- **Prompt**: Please restate each entry below, word for word.

[Source data]
──────────────────────────────
PR #1011, opened 2024-01-08
[networking_mapping] Fix group nets duplication check and test definition

pablintino:
[networking_mapping] Fix group nets duplication check and test definition


cjeanner:
/approve

mostly due to the fact we're exposing interface data as a list of networks, not a dict.

raukadah (approved):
──────────────────────────────
- **Finished exercise**:
PR #1011, opened 2024-01-08
[networking_mapping] Fix group nets duplication check and test definition

pablintino:
[networking_mapping] Fix group nets duplication check and test definition


cjeanner:
/approve

mostly due to the fact we're exposing interface data as a list of networks, not a dict.

raukadah (approved):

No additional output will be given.